The Schwarzenegger administration scheduled no Tribal, fishing or grassroots environmental stakeholders to present their perspectives on fostering "effective stakeholder participation" in the MLPA process on this panel. Is it because they might portray a view of "stakeholder participation" at odds with the Schwarzenegger administration and well-funded corporate environmental NGOs?

Tribal members, recreational anglers and commercial fishermen blasted the Schwarzenegger administration for excluding them from these and other panels in a disgusting example of institutional racism and elitism.

"This conference was done as decisions are always made by state agencies - without input from the local communities, especially from Tribes," said Georgiana Myers, Yurok Tribal member and Coastal Justice Coalition organizer. "They come into our territory and homeland to impose laws, rules and regulations that most of the time have a negative impact on us."
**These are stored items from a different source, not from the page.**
PR #97, opened 2017-10-07
Add support for displaying ':' between numbers when showing the time

the-black-eagle:
Flashes one of the colon icons on the display approx. once per second when displaying a time in the format HH:MM.   Also can flash two icons if displaying a time in the format HH:MM:SS


server/drivers/futaba.c
```diff
@@ -118,6 +126,65 @@ MODULE_EXPORT int stay_in_foreground = 0;
...
+            my_report.param1 = 0x02;
+            my_report.type.sym.count = 1;
+            my_report.type.sym.symbol[0].symName = 0x34;
+            my_report.type.sym.symbol[0].state = FUTABA_SYM_OFF;
+            futaba_send_report(p->my_handle, &my_report);
+            p->flash_state = 0;
+            sleep(1);
+        }
+    }
+
```
mskalski: When none of options `p->flash` nor `p->flash_state` will be set, thread will consume 100% of processor, as there is no sleep at all.

the-black-eagle: Indeed.  However, as it effectively does nothing in the loop it doesn't appear to affect the machine at all.  It has been running on my rig continuously for 5 days 24/7 and with a passively cooled pentium4, max temp has been 40C only (Max is 115C).  Note that Kodi is also running continuously.

I can't see a different way of blinking those icons within the driver without using a separate thread to do it.  If there is a better way of doing it, I'd be pleased to implement it.  BTW, lis driver also implements a separate thread (which reads not writes) but has no sleep() in it at all.

haraldg: The reason why this works in lis is because it uses a blocking call IIRC. Here I don't see a blocking call but I guess on your setup just is so that a flag is set and you have a sleep() in your tests most of the time.

That lis pulls in libpthread is a bit annoing but it is already there, so little point in trying to avoid it here. However it might be possible to implement blinking without a extra thread and at the same time fix some other issues with the code. I'm writing a proper review about that ...

server/drivers/futaba.c
```diff
@@ -174,16 +241,52 @@ futaba_send_string(Driver *drvthis)
...
+            p->flash = 1;   /* signal to thread_timer that we need
+                     * to start blinking the colon */
+            p->long_time = 0;
+        }       /* Only blink the one colon */
+
+        /* The following block is for a time in the format HH:MM:SS
+         * (Note that extra processing is needed in Kodi's xbmc
+         * lcdproc addon for this to work!)
+         * addon available at https://github.com/the-black-eagle/script.xbmc.lcdproc */
+
```
haraldg: I didn't look at it but this sounds like some very ugly hack. Is there no better solution?

server/drivers/futaba.c
```diff
@@ -527,11 +633,19 @@ futaba_init(Driver *drvthis)
...
+    	else {
+        p->thread_timer_var = thread_timer_var;
+        report(RPT_INFO, "[%s] Successfully created timer thread", drvthis->name);
+    	}
 
 	/* write to the file */
 	futaba_start_driver(drvthis);
 	memset(p->framebuf, ' ', p->width * p->height);
 	memcpy(p->old_framebuf, p->framebuf, p->width * p->height);
+	p->driver_init_complete = 1;
```
haraldg: Why not just create the thread at this point and drop the driver_init_complete flag?

haraldg (commented):
Interesting approach. I too wrote a driver for a display with additional dots and know that such a beast is difficult to integrate with lcdproc properly. I guess one of the problems you are trying to solve, is that the display has a fixed length in lcdproc but actually can display strings of different length depending on how many extra symbols it can use? Actually I changed the rendering of string widgets to allow "multibyte" characters to work around this. However other widgets are still left to do.

About your flashing implementation: Since the thread and the main programm are only synchronised every second, there will be a delay of up to a second, when LCDd rotates screens to change the colon as well... it would be a lot better, if the futaba_send_string() function could also update the extra symbols.

Actually, I think it can. As LCDd works ATM it redraws the screen on every frame. That is: By default your futaba_send_string() is called 8 times per second. Just call time() inside the function and display the colon on even seconds and don't on odd seconds. Should be quite easy.

Did you consider linking the colon flashing to the hearbeat setting?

"The event organizers made no attempt to get any substantial representation from the commercial or recreational fishing industry, with the exception of three panels," said Zeke Grader, who spoke on the aquaculture and offshore energy panels. "Lots of good people in the industry were ignored."

"For those who struggle to make ends meet in the fishing industry, the Governor's ocean policies appear to be a kind of class warfare launched by the California elite against us,” said Jim Martin, West Coast Director of the Recreational Fishing Alliance.
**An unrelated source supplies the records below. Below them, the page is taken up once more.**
PR #101, opened 2018-04-22
Rework serialPOS and add support for new displays

shenghaoyang:
Reworked serialPOS core to split protocols into their own source files.

Core changes:

- Added support for more driver API calls, it's up to the various protocol 
  implementations to support them
- Fixed some ``vbar`` / ``hbar`` segmentation issues

Added support for new protocols:

- cd5220
- EMAX through AEDEX
- UTC / S (Ultimate) through Logic Controls

Improved functionality for:

- ESC / POS
- Logic controls 

First time submitting a pull request, comments welcome.

TODO: rework input function for reading from keyboards attached to POS displays - no hardware to test.

The display used to test these commits seems to have a flawed Logic Controls command set emulation. If anyone has a Logic Controls display, and could give this a test, that would be welcome - the brightness control command is ignored by the test display (KPD220V7, ``http://kinghigh.com.cn/page88.html?product_id=54``)


haraldg:
Hi!

Thanks for working on this driver. This seems to be a major face lift!

Unfortunately your pull request is somewhat difficult to review as is,
so I haven't been able to read everything yet.


A few general comments:

I recommend you to rename .git/hooks/pre-commit.sample to
.git/hooks/pre-commit in your lcdproc git repository. This should warn
you about some of the more common formatting errors.

Please follow to coding style (as described in the developer guide).
In particular it is important to use one tab (8 columns) per indentation
level.

I see you use basically one commit per file changed. This is not ideal:
Among other issues it makes it very difficult to keep track of changes
when reviewing the code. Ideally you would have one commit per logical/
functional change. Some guidelines about this:
 * each commit must be able to compile
 * when code is moved between two files, both files need to be updated
   in the same commit
 * whitespace changes should be in separate commits from functional changes
 * documentation should be updated in the same commit that changes the
   behaviour
(I usually let people get away with violateing the last two rules, but
since some pretty deep reformatting of the pull request is necessary
anyway, maybe you can address this too.)

Functions not specific to the driver (like timespec_to_ns, retry_close)
should be moved to some general file - but I think most of them aren't
necessary at all and can just be dropped.

A lot of your changes are about error checking and reporting. A few
comments (which might not apply everywhere, common sense necessary)
about this:
* debug messages should be reported with debug() instead of report()
  (to omit them from production builds)
* messages with high priority (ie errors) should only be reported during
  initialization or shutdown - otherwise we risk spamming the syslog
  with 8 (or more) messages per second and fill up the log storage.
* many system calls that in theory can fail for historic reasons, usually
  don't fail on modern systems. For example on systems with virtual
  memory malloc() always succeeds except for blunt errors or exotic
  corner cases like when one is using memory locking. assert() is a good
  way to check such syscalls, though in many cases I don't bother
  checking return values at all.
* correct error handling often is difficult. If we can't (or won't) do
  it right, often it is best to not bother at all.


Specific comments:

retry_close(): This is not necessary (we rarely use signals, if we use signals,
we use SA_RESTART anyway) and retrying close() is actually wrong on
many operating systems including linux.

serialPOS_write(): While this function has the serialPOS_ prefix, it is
actually a generic function. Anyway: What's the reason for including this?
Are there known issues with display locking up and makeing write() block
indefinitely? I'm not fond of adding such a complex function without
a strong reason - and from looking at how the function is used, I can't
figure out what the reason is ... in particular I see that it is mostly
called with a timeout of 125ms, which is pretty short for a "let's not
hang indefinitely" timeout. I can also guess that there might be issues,
with displays at low baud rates where LCDd tries to send data faster then
the links supports, which in the case of blocking IO might cause
bad behaviour if the kernel does too much buffering. However this
function doesn't seem to do rate limiting either, so what is the rationale
behind it?

I think there is no point in providing stub implementations for
unsupported protocols.

The interface between the driver and the protocols seems rather complicated
to me. Maybe this can be simplified? Some ideas:
 * Do we really need private data of the protocol?
 * The size of the command buffer could be calculated in init once.
 * After your changes p->emulation_mode is plain unnecessary.

I think with your code if either Cellwid or Cellhgt is unspecified a
warning is printed and the default value is used for both. Not sure, if
this is intended?

regarding:
> /**
> * Maximum height of an ESC/POS display - arbitrary limit based on
> * the displays actually observed.
> */
> static const uint8_t EPSON_MAX_HEIGHT = 4;

I'm fine with imposing limits if they help to simplify the code. But I
don't see the point of arbitrary limits.

Thanks for all the work you are putting into this!
Harald

shenghaoyang:
Hey, 

Thanks for the comments.

> I see you use basically one commit per file changed. This is not ideal:
> Among other issues it makes it very difficult to keep track of changes
> when reviewing the code. Ideally you would have one commit per logical/
> functional change. Some guidelines about this:

Sure, I'll try to reorganize the commits instead of doling them out by files.

> debug messages should be reported with debug() instead of report()
> (to omit them from production builds)

Alright, didn't realize there was a difference between the two, since it 
seemed to be used interchangeably in the original driver. I did see it 
mentioned in the documentation, but wasn't really sure on which to follow.

> messages with high priority (ie errors) should only be reported during
> initialization or shutdown - otherwise we risk spamming the syslog
> with 8 (or more) messages per second and fill up the log storage.

Might it be a good idea to document this somewhere? Didn't figure this 
was a design goal.

With journald  running on systems I usually don't bother much about spamming 
syslog, since different units can be easily isolated. (Though this might be 
an issue, I admit, if we're running on something like LEDE) 

> retry_close(): This is not necessary (we rarely use signals, if we use signals,
> we use SA_RESTART anyway) and retrying close() is actually wrong on
> many operating systems including linux.

Sure. That saves a lot of troublesome code in handling EINTR. 
Original idea was trying to stick to the ``POSIX`` spec.

> serialPOS_write(): While this function has the serialPOS_ prefix, it is
> actually a generic function. Anyway: What's the reason for including this?
> Are there known issues with display locking up and makeing write() block
> indefinitely? I'm not fond of adding such a complex function without
> a strong reason - and from looking at how the function is used, I can't
> figure out what the reason is ... in particular I see that it is mostly
> called with a timeout of 125ms, which is pretty short for a "let's not
> hang indefinitely" timeout. I can also guess that there might be issues,
> with displays at low baud rates where LCDd tries to send data faster then
> the links supports, which in the case of blocking IO might cause
> bad behaviour if the kernel does too much buffering. However this
> function doesn't seem to do rate limiting either, so what is the rationale
> behind it?

Half the reason for it was to handle ``EINTR``. If the system will automatically
restart calls, then it can be slimmed down quite a bit. 

There is also a need to wrap ``write()`` to retry calls - 
if for some reason the whole buffer passed to write was not 
written (i.e. FIFO in serial device is full, and we're waiting for it to drain)

Given the amount of delta updates being performed, missing a chunk of data,
say, through an incomplete ``write()`` call might lead to the display's state 
being inconsistent with what the protocol driver expects it to be - and this
could lead to quite a mess on the physical screen. 

Though, of course, we could track this failure and request a full framebuffer
flush from the protocol drivers and have the whole screen state flushed on the 
next update cycle, I thought it would've added quite a bit of clutter to the 
already complicated interface between the main driver and the protocol driver - 
I'd much rather try to handle it in the main driver than requiring more 
functionality from the protocol drivers.

Besides, some of the commands expect a certain fixed-length 
sequence, - see the ``CURSOR_MOVE`` commands,
and it's impossible to restart a new screen flush halfway through. 
Putting received data into a FIFO managed by the main driver might work, 
but then it'd end up simply doing the same thing as a retried ``write()``.

Though, with knowledge of the command one could work around this 
and attempt to complete the write, but I think that would simply over-complicate
what was meant to be a simple driver.

Regarding the timeouts - wanted to have them included just in case 
there were slow displays and I didn't want to hold up the entire process, though
it's true there aren't many of those low-baud displays out there. If slowing 
the process down is acceptable then we can do away with the timeout. 

> I think there is no point in providing stub implementations for
> unsupported protocols.

Sure - will remove those.

> Do we really need private data of the protocol?
> The size of the command buffer could be calculated in init once.
> After your changes p->emulation_mode is plain unnecessary.

Thought some private data was necessary for the protocols themselves to store 
their own information in formats suitable for the protocol, if they need
to track the display's state. This could be included in the main private data 
structure that the driver uses, but I think it'd add unnecessary clutter to the 
main structure - the ``AEDEX`` protocol has no state to track, while when using 
the ``ESC / POS`` or ``CD5220`` protocols the driver tracks the state of the cursor 
and brightness of the display. Eventually I'd like them to track the custom characters
loaded into the display - something that would *certainly* not be required for 
protocols like ``AEDEX``.

> I think with your code if either Cellwid or Cellhgt is unspecified a
> warning is printed and the default value is used for both. Not sure, if
> this is intended?

This is intended. These configuration fields weren't included in the 
original driver, and requiring them would break existing installations.

I believe many used the ``AEDEX`` protocol, which wouldn't require these
fields anyway. 

Same goes for the ``Custom_chars`` field, which defaults to zero if not set.

> I'm fine with imposing limits if they help to simplify the code. But I
> don't see the point of arbitrary limits.

I wish I could impose hard limits according to the protocol, but there 
aren't clear specifications regarding what is allowed and documentation
for various display models suggest differing limits for display dimensions,
at least according to argument limits for the cursor-shift ``ESC / POS``
commands documented - I don't want to shift the cursor, if requested,
beyond what is allowed by the specification.

If it's desired to cope with wildcard displays that have sizes beyond what
is commonly observed out "in the field", then we could remove this limit, 
and go with the main driver limit.

Best, 

Shenghao Yang

haraldg:
Shenghao Yang writes:
> > messages with high priority (ie errors) should only be reported during
> > initialization or shutdown - otherwise we risk spamming the syslog
> > with 8 (or more) messages per second and fill up the log storage.
> 
> Might it be a good idea to document this somewhere? Didn't figure this 
> was a design goal.

Feel free to document it, if you have an idea where. But it isn't some
special design goal - just me thinking this is common sense.

> With journald  running on systems I usually don't bother much about spamming 
> syslog, since different units can be easily isolated. (Though this might be 
> an issue, I admit, if we're running on something like LEDE) 

Yes LEDE is one concern. (It is currently the linux distribution with the
most timely package updates after a new release, I think.)

The other is: At 8 lines/second we are spamming syslog with about 1kB/s -
even with logrotate that does make for a lot of data ...
 
> > retry_close(): This is not necessary (we rarely use signals, if we use signals,
> > we use SA_RESTART anyway) and retrying close() is actually wrong on
> > many operating systems including linux.
> 
> Sure. That saves a lot of troublesome code in handling EINTR. 
> Original idea was trying to stick to the ``POSIX`` spec.

Yeah, unfortunately this is one of the cases where posix is just broken.
Linux conforms to posix and HP-UX confrom to posix, but you can't write
code that works for both without #ifdefs. But fortunately this is a
historic problem that is not relevent since the introduction of SA_RESTART.

> > serialPOS_write(): 
>
> Given the amount of delta updates being performed, missing a chunk of data,
> say, through an incomplete ``write()`` call might lead to the display's state 
> being inconsistent with what the protocol driver expects it to be - and this
> could lead to quite a mess on the physical screen. 

Okay, I kind of see your concern, though I still suspect that the code
doesn't actually help solving it (or rather: it probably is worse then
classical blocking IO, which only causes issues in the case of EINTR).

I suggest you ignore this issue for now and focus on the multi protocol
support. We can discuss how to improve IO reliability later.

(Some ideas: Use stream based io using fdopen(), add a reliable io facility
to the server core and use that, decide that there is no real issue anyway,
stop using non-terminating signals, ...)
 
> Regarding the timeouts - wanted to have them included just in case 
> there were slow displays and I didn't want to hold up the entire process, though
> it's true there aren't many of those low-baud displays out there. If slowing 
> the process down is acceptable then we can do away with the timeout. 

I think it is actually necessary to slow the main process down, or
you are sabotaging your reliability goal from before.

> > Do we really need private data of the protocol?
> > The size of the command buffer could be calculated in init once.
> > After your changes p->emulation_mode is plain unnecessary.
> 
> Thought some private data was necessary for the protocols themselves to store 
> their own information in formats suitable for the protocol, if they need
> to track the display's state. This could be included in the main private data 
> structure that the driver uses, but I think it'd add unnecessary clutter to the 
> main structure - the ``AEDEX`` protocol has no state to track, while when using 
> the ``ESC / POS`` or ``CD5220`` protocols the driver tracks the state of the cursor 
> and brightness of the display. Eventually I'd like them to track the custom characters
> loaded into the display - something that would *certainly* not be required for 
> protocols like ``AEDEX``.

I don't think there is anything wrong with having some features not supported
by some protocols. Unless each protocol needs a vastly different state,
I think it is fine to have state variables for all possible features in
the main private data. - Especially since all protocols are statically linked
into the main driver anyway.

> > I think with your code if either Cellwid or Cellhgt is unspecified a
> > warning is printed and the default value is used for both. Not sure, if
> > this is intended?
> 
> This is intended. These configuration fields weren't included in the 
> original driver, and requiring them would break existing installations.

I think you misunderstood me: My point is that with the code as it is now
the user can't specify Cellhgt in the configuration file but leave
Cellwid at the default value, because the code will use default values
for both. (No big issue, just wonderin if this is intended.)
 
> I believe many used the ``AEDEX`` protocol, which wouldn't require these
> fields anyway. 

Then maybe only parse them in the protocol specific init functions, where
they are actually needed?

> Same goes for the ``Custom_chars`` field, which defaults to zero if not set.
> 
> > I'm fine with imposing limits if they help to simplify the code. But I
> > don't see the point of arbitrary limits.
> 
> I wish I could impose hard limits according to the protocol, but there 
> aren't clear specifications regarding what is allowed and documentation
> for various display models suggest differing limits for display dimensions,
> at least according to argument limits for the cursor-shift ``ESC / POS``
> commands documented - I don't want to shift the cursor, if requested,
> beyond what is allowed by the specification.

Hm, is there something bad going to happen?

Bad as in: It might overwrite some kind of firmware and brick the display.
If it just causes garbage to be displayed, that's ok: Anybody putting
garbage in there configuration should expect garbage on their display.
 
> If it's desired to cope with wildcard displays that have sizes beyond what
> is commonly observed out "in the field", then we could remove this limit, 
> and go with the main driver limit.

It's just a minor concern, but if the specification allows vendor foo
to produce a display with 5 lines then I see little point in preventing
it. And given how long it takes for a new patch to lcdproc to end up in
distributions like debian stable, it's not all that easy to lift the
limit after the fact.

Thanks for your consideration,
Harald

-- 
If you want to support my work:
see http://friends.ccbib.org/harald/supporting/
or donate via CLAM to xASPBtezLNqj4cUe8MT5nZjthRSEjrRQXN
or via peercoin to P98LRdhit3gZbHDBe7ta5jtXrMJUms4p7w

shenghaoyang:
Hi, 

Thanks for the comments.

 > serialPOS_write():

> >  Given the amount of delta updates being performed, missing a chunk of data,
> >  say, through an incomplete ``write()`` call might lead to the display's state
> >  being inconsistent with what the protocol driver expects it to be - and this
> >  could lead to quite a mess on the physical screen.
> 
> I suggest you ignore this issue for now and focus on the multi protocol
> support. We can discuss how to improve IO reliability later.

Sure. We can leave the original implementation as-is and work on the more 
interesting stuff.

> I don't think there is anything wrong with having some features not supported
> by some protocols. Unless each protocol needs a vastly different state,
> I think it is fine to have state variables for all possible features in
> the main private data. - Especially since all protocols are statically linked
> into the main driver anyway.

If we're going in this direction then I'd like to define a few more structures
and include those in the ``PrivateData`` structure for the driver - else there'd 
be so many separate fields in ``PrivateData`` that it'd be quite messy to look
through. 

> >  I wish I could impose hard limits according to the protocol, but there
> >  aren't clear specifications regarding what is allowed and documentation
> >  for various display models suggest differing limits for display dimensions,
> >  at least according to argument limits for the cursor-shift ``ESC / POS``
> >  commands documented - I don't want to shift the cursor, if requested,
> >  beyond what is allowed by the specification.
> 
> Hm, is there something bad going to happen?

Yes. I've experienced my display crashing on invalid commands
and somehow stop its internal multiplexing VFD drive, driving the last 
5x7 cell continuously on, causing it to be abnormally bright.

These displays are meant to be multiplexed, so I believe this failure
mode will actually degrade the life of the display. Maybe a warning in 
the documentation will suffice, instead of terminating ``LCDproc`` 
during its initialization - I just don't want anyone to lose their pretty 
VFD display.

Best, 

Shenghao Yang

haraldg:
Shenghao Yang writes:

> > I don't think there is anything wrong with having some features not supported
> > by some protocols. Unless each protocol needs a vastly different state,
> > I think it is fine to have state variables for all possible features in
> > the main private data. - Especially since all protocols are statically linked
> > into the main driver anyway.
> 
> If we're going in this direction then I'd like to define a few more structures
> and include those in the ``PrivateData`` structure for the driver - else there'd 
> be so many separate fields in ``PrivateData`` that it'd be quite messy to look
> through. 

My comments in this regard are just suggestions, feel free to ignore them,
if they turn out to be a bad idea and make the code more complex instead
of less.

So far I have mostly seen state variables for cursor position, brightness,
etc which looked pretty much reuseable between all protocols that support
these features - but admittedly I haven't looked too deeply yet. In the end
it's your code. If you think custom structures for each protocol are
necessary, feel free to use them. Maybe combine them into one union?
 
> > >  I wish I could impose hard limits according to the protocol, but there
> > >  aren't clear specifications regarding what is allowed and documentation
> > >  for various display models suggest differing limits for display dimensions,
> > >  at least according to argument limits for the cursor-shift ``ESC / POS``
> > >  commands documented - I don't want to shift the cursor, if requested,
> > >  beyond what is allowed by the specification.
> > 
> > Hm, is there something bad going to happen?
> 
> Yes. I've experienced my display crashing on invalid commands
> and somehow stop its internal multiplexing VFD drive, driving the last 
> 5x7 cell continuously on, causing it to be abnormally bright.

I see. That's more serious then I expected.
 
> These displays are meant to be multiplexed, so I believe this failure
> mode will actually degrade the life of the display. Maybe a warning in 
> the documentation will suffice, instead of terminating ``LCDproc`` 
> during its initialization - I just don't want anyone to lose their pretty 
> VFD display.

Yes. In that case safe default values seem to be the most important.
I will defer to your judgement. But if you decide to leave the limit in the
code, please add a comment explaining this rationale. 

Thanks,
Harald

-- 
If you want to support my work:
see http://friends.ccbib.org/harald/supporting/
or donate via CLAM to xASPBtezLNqj4cUe8MT5nZjthRSEjrRQXN
or via peercoin to P98LRdhit3gZbHDBe7ta5jtXrMJUms4p7w

haraldg:
It seems I didn't get a notification for the updates in this PR. Is this ready for review or do you intend to push more changes?

shenghaoyang:
@haraldg 
I think it's fine, though there may be a few irritating whitespace changes that my poorly configured 
editor sneaked in along with the functionality change commits - sorry about that - it doesn't like the half tab from the switch cases, and GNU indent, which was used to create those half tab stops, likes to 
alter the pointer declarations, but I could fix those up if there's too many.

If you are reviewing them, could you give the docbook files a look through? I copied the syntax
from the original file, but I'm having some trouble building the documentation - ``xmlto`` complains
about being unable to fetch files from sourceforge.

haraldg:
Shenghao Yang writes:
> I think it's fine,

Okay. Then have my apology for not checking up on this for two weeks.

> though there may be a few irritating whitespace changes that my poorly
> configured editor sneaked in along with the functionality change commits
> - sorry about that - it doesn't like the half tab from the switch cases,
> and GNU indent, which was used to create those half tab stops, likes to 
> alter the pointer declarations, but I could fix those up if there's too many.

Don't worry about that. I see the coding style more as guidelines than
a strict law. (Personally I don't bother with half tabs at all, for
example - just have case labels at the same level as the switch statement.)
I think it's enough if people are aware of the coding style and make come
reasonably close.
 
> If you are reviewing them, could you give the docbook files a look through?

Thanks for mentioning this. I'll regenerate the documentation locally, before
merging, then.

> I copied the syntax from the original file, but I'm having some trouble
> building the documentation - ``xmlto`` complains
> about being unable to fetch files from sourceforge.

That's strange. I don't remember this happening to me.

-- 
If you want to support my work:
see http://friends.ccbib.org/harald/supporting/
or donate via CLAM to xASPBtezLNqj4cUe8MT5nZjthRSEjrRQXN
or via peercoin to P98LRdhit3gZbHDBe7ta5jtXrMJUms4p7w

shenghaoyang:
> Okay. Then have my apology for not checking up on this for two weeks.

No problem. Thanks for taking the time to look through the new commits.

> That's strange. I don't remember this happening to me.

Hmm. Maybe I followed the wrong instructions? There was a file in the docs directory that suggested running xmlto with some options to generate a single HTML file.

haraldg:
Shenghao Yang writes:
> Hmm. Maybe I followed the wrong instructions? There was a file in the docs
> directory that suggested running xmlto with some options to.generate a 
> single HTML file.

I see. I usually generate the documentation with "make install-html-guides" ...

-- 
If you want to support my work:
see http://friends.ccbib.org/harald/supporting/
or donate via CLAM to xASPBtezLNqj4cUe8MT5nZjthRSEjrRQXN
or via peercoin to P98LRdhit3gZbHDBe7ta5jtXrMJUms4p7w

haraldg:
This was a bit tedious to review, but I think it is reasonable and will
merge it as is.

Just as feedback for the future: Some of your code is a bit complicated
from either what I feel are unnecessary levels of abstraction or a bit
roundabout programming idioms. The worst example (for the latter), that
I found, was:
+       /* Flush brightness data*/
+       int target_brightness = 0x20;
+       if (data->buffered_misc_state.backlight_state != BACKLIGHT_OFF) {
+               switch (serialPOS_convert_brightness(
+                   data->buffered_misc_state.brightness)) {
+                   /*
+                    * Not the best mapping, but it'll have to do, I don't
+                    * want to get SIGFPE or something
+                    */
+                   case 0x01:
+                       target_brightness = 0x20;
+                       break;
+                   case 0x02:
+                       target_brightness = 0x40;
+                       break;
+                   case 0x03:
+                       target_brightness = 0x60;
+                       break;
+                   case 0x04:
+                       target_brightness = 0xff;
+                       break;

This is more naturally handled by a lookup table. (Also compilers can't
quite optimize it good enough, so this causes an unnecessary memory cost
in the compiled binaries.) I decided I don't care in the case of a
(rather exotic) driver, but I probably wouldn't merge this if it was to
go into the server core.

Anyway: Thanks for you work - this is a huge improvement!

Harald

shenghaoyang:
Thanks for letting me know about that one. Didn't know why I didn't stick
one in, but I'll add a commit and convert that into a lookup.

I don't mind changing anything else that's unnecessarily complicated, as
I've quite a bit of free time, so if there's anything else glaring, please
let me know.

haraldg:
Shenghao Yang writes:
> Thanks for letting me know about that one. Didn't know why I didn't
> stick one in, but I'll add a commit and convert that into a lookup.

Maybe you also want to add yourself to the CREDITS.md file...

> I don't mind changing anything else that's unnecessarily complicated,
> as I've quite a bit of free time, so if there's anything else glaring,
> please let me know.

I always feel unsure how much control to enforce during reviews. On
one hand I feel reviewing should be mentoring and I should help people
improve their programming technique. On the other hand everybody has
their own way of thinking and what might look like a natural solution
to me, might seem roundabout to somebody else. Since I hope that people
will maintain their code in the long run, I don't want to force some
programming style on them that might seem alien to them.

Anyway: In this case your code is one of the better parts of what we
have in lcdproc, so I guess there is little point in spending effort on
cleaning it up even more. If you have some time to spend, I'd rather
prefer if you try to fix some real issues or clean up some of the
really ugly code. (Even if this means you work on some other FLOSS
project than lcdproc.)

Harald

While tribal and fishing communities were marginalized and excluded from the speaker panels, one government bureaucrat after another promoted their questionable ocean policies.

Nancy Sutley, Chairwoman of the Council on Environmental Quality, and Jane Lubchenko, the Under Secretary for Ocean and Atmosphere under the Obama Administration, spoke on "Protecting Our Ocean: A National Perspective." They discussed the implementation of President Obama’s Executive Order on the National Ocean Policy and Coastal and Marine Spatial Planning.

Unfortunately, the ocean “protection” ‘plans of Lubchencko, the former Vice Chair of the Board of Environmental Defense, include pushing a "catch shares" policy that privatizes ocean fish resources and concentrates fisheries into fewer, more wealthy hands.

Food and Water Watch, fishing organizations and grassroots environmental groups are opposing the "catch shares" program. Marie Logan of Food and Watch, who attended the conference, noted that there is a process of quota allocation (catch shares) being implemented to West Coast groundfish fisheries in the coming months and years.

The luncheon and closing event was entitled (you can't make this stuff up!) "Investing in Our Ocean's Future." The speakers were three of the biggest names in ocean corporate greenwashing and privatization: David Rockefeller, President and Founding Member, Sailors for the Sea; Michael Sutton, Center for the Future of the Ocean, Monterey Bay Aquarium; and Steve McCormick, President and Trustee of the Gordon and Betty Moore Foundation.

Of course, no Schwarzenegger administration oceans event is complete without a speech from Catherine Reheis-Boyd, the president of the Western States Petroleum Association. Reheis-Boyd spoke at a luncheon panel on Thursday, September 9 about "The Gulf Oil Spill: Lessons Regarding Prevention and Response."

Reheis-Boyd was the chair of the MLPA Blue Ribbon Task Force for the South Coast and now sits on the task force for the North Coast. In recent months, she has repeatedly called for new oil drilling off the California Coast while presiding over the creation of marine protected areas that do nothing to protect the ocean from new oil drilling, oil spills, water pollution, wave energy projects, corporate aquaculture and habitat destruction. What type of marine guardian is this?

Rather than a legitimate effort to address the many problems that our oceans face, this conference served as a networking session for corporate leaders including David Rockefeller, Jr., John Hanke and Catherine Reheis-Boyd, corporate environmental "Gang Green" representatives, foundation heads and state and federal agency officials to discuss, promote and greenwash their plans to privatize ocean management and public trust resources.